To do ▸
Below are lines of data; restate word for word those running from the line containing "PR #2221, opened 2026-03-16" to the line containing "--- a/conformance/results/zuban/generics_self_advanced.toml", inclusive, and no others.

Extracted data ▸
╭──

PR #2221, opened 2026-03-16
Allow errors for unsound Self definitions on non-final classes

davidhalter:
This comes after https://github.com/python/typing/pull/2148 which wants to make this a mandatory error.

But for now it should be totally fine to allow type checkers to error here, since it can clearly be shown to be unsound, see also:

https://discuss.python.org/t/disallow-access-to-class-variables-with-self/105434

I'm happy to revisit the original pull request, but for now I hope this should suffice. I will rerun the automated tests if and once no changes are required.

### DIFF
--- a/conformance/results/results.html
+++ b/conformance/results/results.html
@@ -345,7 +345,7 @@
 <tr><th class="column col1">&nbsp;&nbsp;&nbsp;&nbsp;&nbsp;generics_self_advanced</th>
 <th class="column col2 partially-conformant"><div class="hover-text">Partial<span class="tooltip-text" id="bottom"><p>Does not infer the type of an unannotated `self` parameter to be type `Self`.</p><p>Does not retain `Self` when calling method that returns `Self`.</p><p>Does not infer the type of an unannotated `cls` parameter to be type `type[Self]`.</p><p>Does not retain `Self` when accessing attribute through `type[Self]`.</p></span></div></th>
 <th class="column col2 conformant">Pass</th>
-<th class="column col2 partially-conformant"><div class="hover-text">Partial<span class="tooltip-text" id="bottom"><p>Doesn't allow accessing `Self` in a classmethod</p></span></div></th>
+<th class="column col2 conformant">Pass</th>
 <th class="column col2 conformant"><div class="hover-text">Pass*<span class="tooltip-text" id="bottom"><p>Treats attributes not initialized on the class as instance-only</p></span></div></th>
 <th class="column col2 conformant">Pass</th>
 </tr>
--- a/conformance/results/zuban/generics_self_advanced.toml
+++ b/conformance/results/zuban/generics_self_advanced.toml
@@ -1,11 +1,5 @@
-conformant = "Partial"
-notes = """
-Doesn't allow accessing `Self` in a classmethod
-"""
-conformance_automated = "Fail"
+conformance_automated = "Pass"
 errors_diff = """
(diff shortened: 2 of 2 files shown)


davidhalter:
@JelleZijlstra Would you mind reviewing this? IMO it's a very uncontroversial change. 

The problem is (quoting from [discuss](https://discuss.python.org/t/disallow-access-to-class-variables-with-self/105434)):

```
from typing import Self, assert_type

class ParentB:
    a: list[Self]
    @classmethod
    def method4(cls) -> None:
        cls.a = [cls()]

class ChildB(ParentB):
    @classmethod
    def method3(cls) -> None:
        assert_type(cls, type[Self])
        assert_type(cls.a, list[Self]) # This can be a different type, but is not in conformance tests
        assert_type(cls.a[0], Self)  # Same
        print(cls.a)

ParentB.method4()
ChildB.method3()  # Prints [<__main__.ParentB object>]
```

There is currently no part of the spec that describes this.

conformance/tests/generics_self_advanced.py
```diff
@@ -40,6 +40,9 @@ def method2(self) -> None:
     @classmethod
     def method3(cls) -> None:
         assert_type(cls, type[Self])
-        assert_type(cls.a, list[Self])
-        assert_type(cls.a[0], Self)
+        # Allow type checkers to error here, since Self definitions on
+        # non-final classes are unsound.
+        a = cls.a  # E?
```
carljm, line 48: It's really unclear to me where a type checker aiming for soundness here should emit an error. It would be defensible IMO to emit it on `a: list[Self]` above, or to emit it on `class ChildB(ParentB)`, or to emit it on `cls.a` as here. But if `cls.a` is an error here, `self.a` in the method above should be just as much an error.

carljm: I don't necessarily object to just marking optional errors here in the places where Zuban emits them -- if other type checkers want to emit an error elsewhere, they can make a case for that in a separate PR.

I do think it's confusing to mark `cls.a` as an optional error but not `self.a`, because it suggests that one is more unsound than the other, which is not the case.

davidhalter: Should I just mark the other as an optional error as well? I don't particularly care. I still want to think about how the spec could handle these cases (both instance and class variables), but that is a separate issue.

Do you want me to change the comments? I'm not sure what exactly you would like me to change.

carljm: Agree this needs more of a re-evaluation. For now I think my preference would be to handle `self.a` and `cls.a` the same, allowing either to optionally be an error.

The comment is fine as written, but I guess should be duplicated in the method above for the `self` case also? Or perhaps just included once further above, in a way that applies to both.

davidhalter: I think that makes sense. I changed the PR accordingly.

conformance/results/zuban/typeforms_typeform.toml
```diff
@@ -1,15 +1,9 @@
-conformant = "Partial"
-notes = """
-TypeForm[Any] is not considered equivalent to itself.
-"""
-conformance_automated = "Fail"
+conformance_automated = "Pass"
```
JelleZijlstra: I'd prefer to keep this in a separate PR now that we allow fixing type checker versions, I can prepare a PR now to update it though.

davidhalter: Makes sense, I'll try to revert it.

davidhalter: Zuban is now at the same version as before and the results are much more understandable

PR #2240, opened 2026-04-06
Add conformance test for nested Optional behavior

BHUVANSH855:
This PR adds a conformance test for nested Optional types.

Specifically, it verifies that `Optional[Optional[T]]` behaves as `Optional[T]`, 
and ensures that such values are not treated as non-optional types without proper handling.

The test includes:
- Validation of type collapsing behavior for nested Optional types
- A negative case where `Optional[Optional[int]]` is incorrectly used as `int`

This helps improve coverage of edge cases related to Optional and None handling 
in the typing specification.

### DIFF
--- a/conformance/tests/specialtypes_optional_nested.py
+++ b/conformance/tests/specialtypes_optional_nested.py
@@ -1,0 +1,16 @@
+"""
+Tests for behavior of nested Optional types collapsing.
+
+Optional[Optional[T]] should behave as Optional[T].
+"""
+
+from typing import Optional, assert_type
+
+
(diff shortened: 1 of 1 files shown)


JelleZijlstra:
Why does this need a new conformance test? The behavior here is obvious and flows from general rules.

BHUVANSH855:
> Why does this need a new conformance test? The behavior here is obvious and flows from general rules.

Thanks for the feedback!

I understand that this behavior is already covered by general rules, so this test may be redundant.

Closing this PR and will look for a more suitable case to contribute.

╰──
╭──

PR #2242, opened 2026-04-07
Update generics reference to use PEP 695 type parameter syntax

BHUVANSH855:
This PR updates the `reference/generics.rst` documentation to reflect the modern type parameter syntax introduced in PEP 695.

╰──

Solution ▸
PR #2221, opened 2026-03-16
Allow errors for unsound Self definitions on non-final classes

davidhalter:
This comes after https://github.com/python/typing/pull/2148 which wants to make this a mandatory error.

But for now it should be totally fine to allow type checkers to error here, since it can clearly be shown to be unsound, see also:

https://discuss.python.org/t/disallow-access-to-class-variables-with-self/105434

I'm happy to revisit the original pull request, but for now I hope this should suffice. I will rerun the automated tests if and once no changes are required.

### DIFF
--- a/conformance/results/results.html
+++ b/conformance/results/results.html
@@ -345,7 +345,7 @@
 <tr><th class="column col1">&nbsp;&nbsp;&nbsp;&nbsp;&nbsp;generics_self_advanced</th>
 <th class="column col2 partially-conformant"><div class="hover-text">Partial<span class="tooltip-text" id="bottom"><p>Does not infer the type of an unannotated `self` parameter to be type `Self`.</p><p>Does not retain `Self` when calling method that returns `Self`.</p><p>Does not infer the type of an unannotated `cls` parameter to be type `type[Self]`.</p><p>Does not retain `Self` when accessing attribute through `type[Self]`.</p></span></div></th>
 <th class="column col2 conformant">Pass</th>
-<th class="column col2 partially-conformant"><div class="hover-text">Partial<span class="tooltip-text" id="bottom"><p>Doesn't allow accessing `Self` in a classmethod</p></span></div></th>
+<th class="column col2 conformant">Pass</th>
 <th class="column col2 conformant"><div class="hover-text">Pass*<span class="tooltip-text" id="bottom"><p>Treats attributes not initialized on the class as instance-only</p></span></div></th>
 <th class="column col2 conformant">Pass</th>
 </tr>
--- a/conformance/results/zuban/generics_self_advanced.toml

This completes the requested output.